GOAL OF THE EXERCISE: Search the data for the string "also" and copy each line in which it appears.

Stored data entries:
PR #11679, opened 2022-03-20
Implemented sceNpDrmGetTimelimit

NicknineTheEagle:
This implements sceNpDrmGetTimelimit that some games use for time-limited content (e.g. Sonic Generations Demo [NPEB90337]). It reads expiration time from NPD header of the passed file and compares it to system time (real or fake as per game settings). Note that the real PS3 compares it to some internal time that is independent from the actual system time but I just used the normal time here for simplicity.


rpcs3/Crypto/unself.cpp
```diff
@@ -1484,10 +1495,43 @@ bool verify_npdrm_self_headers(const fs::file& self, u8* klic_key)
 			self_log.error("SELF: Failed to load SELF file metadata!");
 			return false;
 		}
+
+		if (npd_out)
+		{
+			if (const NPD_HEADER* npd = self_dec.GetNPDHeader())
+				memcpy(npd_out, npd, sizeof(NPD_HEADER));
```
Megamouse, line 1502: missing curly braces

rpcs3/Crypto/unself.cpp
```diff
@@ -1484,10 +1495,43 @@ bool verify_npdrm_self_headers(const fs::file& self, u8* klic_key)
...
+
+		// Load the SELF file headers.
+		if (!self_dec.LoadHeaders(isElf32))
+		{
+			self_log.error("SELF: Failed to load SELF file headers!");
+			return false;
+		}
+
+		if (const NPD_HEADER* npd = self_dec.GetNPDHeader())
+			memcpy(&npd, npd, sizeof(NPD_HEADER));
```
Megamouse: missing curly braces

rpcs3/Crypto/unedat.cpp
```diff
@@ -818,8 +818,7 @@ bool VerifyEDATHeaderWithKLicense(const fs::file& input, const std::string& inpu
 	std::string_view sv{NPD.content_id, std::size(NPD.content_id)};
 	sv = sv.substr(0, sv.find_first_of('\0'));
 
-	if (contentID) *contentID = std::string(sv);
-	if (license) *license = (NPD.license & 3);
+	if (npd_out) memcpy(npd_out, &NPD, sizeof(NPD_HEADER));
```
Megamouse, line 821:
```suggestion
	if (npd_out)
	{
		memcpy(npd_out, &NPD, sizeof(NPD_HEADER));
	}
```

rpcs3/Crypto/unself.cpp
```diff
@@ -1062,47 +1062,38 @@ void SELFDecrypter::ShowHeaders(bool isElf32)
 bool SELFDecrypter::DecryptNPDRM(u8 *metadata, u32 metadata_size)
 {
 	aes_context aes;
-	ControlInfo *ctrl = NULL;
+	const NPD_HEADER *npd = NULL;
```
Megamouse, line 1065: why not move this to its usage?

rpcs3/Crypto/unself.cpp
```diff
@@ -1130,6 +1121,26 @@ bool SELFDecrypter::DecryptNPDRM(u8 *metadata, u32 metadata_size)
...
+			ctrl = &ctrlinfo_arr[i];
+			break;
+		}
+	}
+
+	if (!ctrl)
+		return nullptr;
+
+	return &ctrl->npdrm;
+}
```
Megamouse, line 1142:
```suggestion
const NPD_HEADER* SELFDecrypter::GetNPDHeader() const
{
	// Parse the control info structures to find the NPDRM control info.
	for (const ControlInfo& info : ctrlinfo_arr)
	{
		if (info.type == 3)
		{
			return &info.npdrm;
		}
	}

	return nullptr;
}
```

rpcs3/Crypto/unself.cpp
```diff
@@ -1484,10 +1495,46 @@ bool verify_npdrm_self_headers(const fs::file& self, u8* klic_key)
...
+		if (npd_out)
+		{
+			if (const NPD_HEADER* npd = self_dec.GetNPDHeader())
+				memcpy(npd_out, npd, sizeof(NPD_HEADER));
+		}
 	}
 	return true;
 }
 
+bool get_npdrm_self_header(const fs::file& self, NPD_HEADER &npd_out) {
```
Megamouse, line 1508:
```suggestion
bool get_npdrm_self_header(const fs::file& self, NPD_HEADER &npd_out)
{
```

rpcs3/Emu/Cell/lv2/sys_time.h
```diff
@@ -6,6 +6,6 @@
 // SysCalls
 
 error_code sys_time_get_timezone(vm::ptr<s32> timezone, vm::ptr<s32> summertime);
-error_code sys_time_get_current_time(vm::ptr<s64> sec, vm::ptr<s64> nsec);
+error_code sys_time_get_current_time(vm::ptr<u64> sec, vm::ptr<u64> nsec);
```
Megamouse, line 9: wtf.
sys_time_sec_t and sys_time_nsec_t are defined as int64_t

NicknineTheEagle: They are? I did some googling and wasn't able to find confirmation of this.

rpcs3/Emu/Cell/Modules/sceNp.cpp
```diff
@@ -609,14 +608,69 @@ error_code sceNpDrmExecuteGamePurchase()
...
+
+	if (fs_error)
+	{
+		return {fs_error, enc_drm_path};
+	}
+
+	u32 magic;
+	NPD_HEADER npd;
+	EDAT_HEADER edat;
+	s64 expire_time;
```
Megamouse, line 639: why are they declared here when they are used much later?

rpcs3/Emu/Cell/Modules/sceNp.cpp
```diff
@@ -609,14 +608,68 @@ error_code sceNpDrmExecuteGamePurchase()
...
+		// Unknown file type
+		return {SCE_NP_DRM_ERROR_INVALID_PARAM, enc_drm_path};
+	}
+
+	// Convert milliseconds to seconds
+	s64 expire_time = npd.expire_time / 1000ll;
+
+	// Return the remaining time in ticks
+	if (npd.expire_time == 0)
+		*time_remain = SCE_NP_DRM_TIME_INFO_ENDLESS; // TODO
```
Megamouse, line 668: Why is this a Todo?

NicknineTheEagle: 0 means no activation/expiration time but I'm not 100% sure what the real function does in the scenario.

rpcs3/Emu/Cell/Modules/sceNp.cpp
```diff
@@ -609,14 +608,68 @@ error_code sceNpDrmExecuteGamePurchase()
...
+		read_npd_edat_header(&enc_file, npd, edat);
+	}
+	else
+	{
+		// Unknown file type
+		return {SCE_NP_DRM_ERROR_INVALID_PARAM, enc_drm_path};
+	}
+
+	// Convert milliseconds to seconds
+	s64 expire_time = npd.expire_time / 1000ll;
```
Megamouse, line 664:
```suggestion
	const s64 expire_time = npd.expire_time / 1000ll;
```

Megamouse: Actually, why do you remove accuracy here?
The result of the function is in microseconds, so it would make more sense to keep the exact expire_time and calculate the result with a factor of 1000...

rpcs3/Emu/Cell/Modules/sceNp.cpp
```diff
@@ -609,14 +608,68 @@ error_code sceNpDrmExecuteGamePurchase()
...
+
+	// Return the remaining time in ticks
+	if (npd.expire_time == 0)
+		*time_remain = SCE_NP_DRM_TIME_INFO_ENDLESS; // TODO
+	else if (*sec >= expire_time)
+		*time_remain = 0;
```
Megamouse, line 670:
```suggestion
	else if (*sec < activation_time || *sec >= expire_time)
		return SCE_NP_DRM_ERROR_TIME_LIMIT;
```

Megamouse: it is possible that these 2 errors are also returned in:
sceNpDrmIsAvailable
sceNpDrmIsAvailable2
sceNpDrmProcessExitSpawn2

But I guess this should not be part of this PR

NicknineTheEagle: Hmm, are you positive this function checks activation time?

rpcs3/Emu/Cell/Modules/sceNp.cpp
NicknineTheEagle: Right, I change the whole calculation to use milliseconds but I don't want to replace cellRtcGetTickResolution() with a magic number. Any ideas?

rpcs3/Emu/Cell/Modules/sceNp.cpp
NicknineTheEagle: Returning SCE_NP_DRM_ERROR_SERVICE_NOT_STARTED error produces "There are 20 days remaining in this demo" message in Sonic Generations Demo while returning SCE_NP_DRM_ERROR_TIME_LIMIT does correctly correctly show "This demo has expired" message.

rpcs3/Emu/Cell/Modules/sceNp.cpp
Megamouse: I don't see a reason to use the function at all.
It's clear that it returns microseconds.
You are already basing your calculations on seconds, which is an arbitrary "magic" choice in the first place

rpcs3/Emu/Cell/Modules/sceNp.cpp
Megamouse: Remember, the game-devs decide what to do with the error.
The game is probably just doing something like this:
```
int time_remaining = sceNpDrmGetTimeLimit();

if (time_remaining == SCE_NP_DRM_ERROR_SERVICE_NOT_STARTED)
{
    const int max_demo_time = 20daysInMicroseconds;
    time_remaining = max_demo_time;
}
else if (time_remaining == SCE_NP_DRM_ERROR_TIME_LIMIT)
{
    show_message("This demo has expired");
    return false;
}
else if (time_remaining == Other error)
{
    // some other error handling
}
std::string msg = string_for_remaining_time(time_remaining);
show_message(msg);
return true;
```

NicknineTheEagle: Yeah, that's entirely possible, could also be that they didn't even bother to to implement a case SCE_NP_DRM_ERROR_SERVICE_NOT_STARTED error.

Megamouse: how would they know that there are 20 days remaining otherwise? They must have checked it.

rpcs3/Emu/Cell/Modules/sceNp.cpp
```diff
@@ -609,14 +608,70 @@ error_code sceNpDrmExecuteGamePurchase()
...
+
+	// Return the remaining time in microseconds
+	if (npd.activate_time != 0 && msec < npd.activate_time)
+		return SCE_NP_DRM_ERROR_SERVICE_NOT_STARTED;
+	else if (npd.expire_time == 0)
+		*time_remain = SCE_NP_DRM_TIME_INFO_ENDLESS;
+	else if (msec >= npd.expire_time)
+		return SCE_NP_DRM_ERROR_TIME_LIMIT;
+	else
+		*time_remain = (npd.expire_time - msec) * 1000ll;
```
Megamouse, line 674: please add braces. I think this section is actually really hard to follow in its current state

rpcs3/Emu/Cell/Modules/sceNp.cpp
```diff
@@ -609,14 +608,76 @@ error_code sceNpDrmExecuteGamePurchase()
...
+	enc_file.read<u32>(magic);
+	enc_file.seek(0);
+
+	// Read expiration time from NPD header which is Unix timestamp in milliseconds
+	if (magic == "SCE\0"_u32)
+	{
+		if (!get_npdrm_self_header(enc_file, npd))
+		{
+			sceNp.error("sceNpDrmGetTimelimit(): Failed to read NPD header from sce file '%s'", enc_drm_path);
+			return {SCE_NP_DRM_ERROR_INVALID_PARAM, enc_drm_path};
```
Megamouse, line 646: Why should this be SCE_NP_DRM_ERROR_INVALID_PARAM ?
Was this reversed?

rpcs3/Emu/Cell/Modules/sceNp.cpp
```diff
@@ -609,14 +608,76 @@ error_code sceNpDrmExecuteGamePurchase()
...
+	else if (magic == "NPD\0"_u32)
+	{
+		// edata / sdata files
+		EDAT_HEADER edat;
+		read_npd_edat_header(&enc_file, npd, edat);
+	}
+	else
+	{
+		// Unknown file type
+		return {SCE_NP_DRM_ERROR_INVALID_PARAM, enc_drm_path};
```
Megamouse, line 658: Why should this be SCE_NP_DRM_ERROR_INVALID_PARAM ?
Was this reversed?

NicknineTheEagle: Same here.

rpcs3/Emu/Cell/Modules/sceNp.cpp
Megamouse: maybe SCE_NP_DRM_ERROR_BAD_FORMAT or SCE_NP_DRM_ERROR_FORMAT is better.
idk which error it would really return, but most likely not SCE_NP_DRM_ERROR_INVALID_PARAM

rpcs3/Emu/Cell/Modules/sceNp.cpp
Megamouse: same here probably

Megamouse:
@elad335 please review

rpcs3/Crypto/unself.cpp
```diff
@@ -1484,10 +1488,49 @@ bool verify_npdrm_self_headers(const fs::file& self, u8* klic_key)
...
+			return false;
+		}
+
+		if (const NPD_HEADER* npd = self_dec.GetNPDHeader())
+		{
+			memcpy(&npd_out, npd, sizeof(NPD_HEADER));
+			return true;
+		}
+	}
+	return false;
```
elad335, line 1531: Copypaste of awkward spacing from the above function.

elad335 (approved):
Well written.

rpcs3/Emu/Cell/Modules/sceNp.cpp
```diff
@@ -609,14 +608,76 @@ error_code sceNpDrmExecuteGamePurchase()
...
 	}
 
-	*time_remain = SCE_NP_DRM_TIME_INFO_ENDLESS;
+	vm::var<s64> sec;
+	vm::var<s64> nsec;
+
+	// Get system time (real or fake) to compare to
+	error_code ret = sys_time_get_current_time(sec, nsec);
+	if (ret != CELL_OK)
+		return ret;
```
Megamouse, line 624: nitpick, but all the other returns in this function have a scope...

rpcs3/Emu/Cell/Modules/sceNp.cpp
```diff
@@ -609,14 +608,76 @@ error_code sceNpDrmExecuteGamePurchase()
...
+
+	// Convert time to milliseconds
+	s64 msec = *sec * 1000ll + *nsec / 1000ll;
+
+	// Return the remaining time in microseconds
+	if (npd.activate_time != 0 && msec < npd.activate_time)
+	{
+		return SCE_NP_DRM_ERROR_SERVICE_NOT_STARTED;
+	}
+	else if (npd.expire_time == 0)
```
Megamouse, line 669:
```suggestion

	if (npd.expire_time == 0)
```

rpcs3/Crypto/unself.cpp
NicknineTheEagle: What about the spacing?

Megamouse: we usually leave a line between a scope and the next statement

elad335: }
return false;

An empty line between them is recommended.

OUTPUT BELOW:
Megamouse: it is possible that these 2 errors are also returned in:
NicknineTheEagle: Yeah, that's entirely possible, could also be that they didn't even bother to to implement a case SCE_NP_DRM_ERROR_SERVICE_NOT_STARTED error.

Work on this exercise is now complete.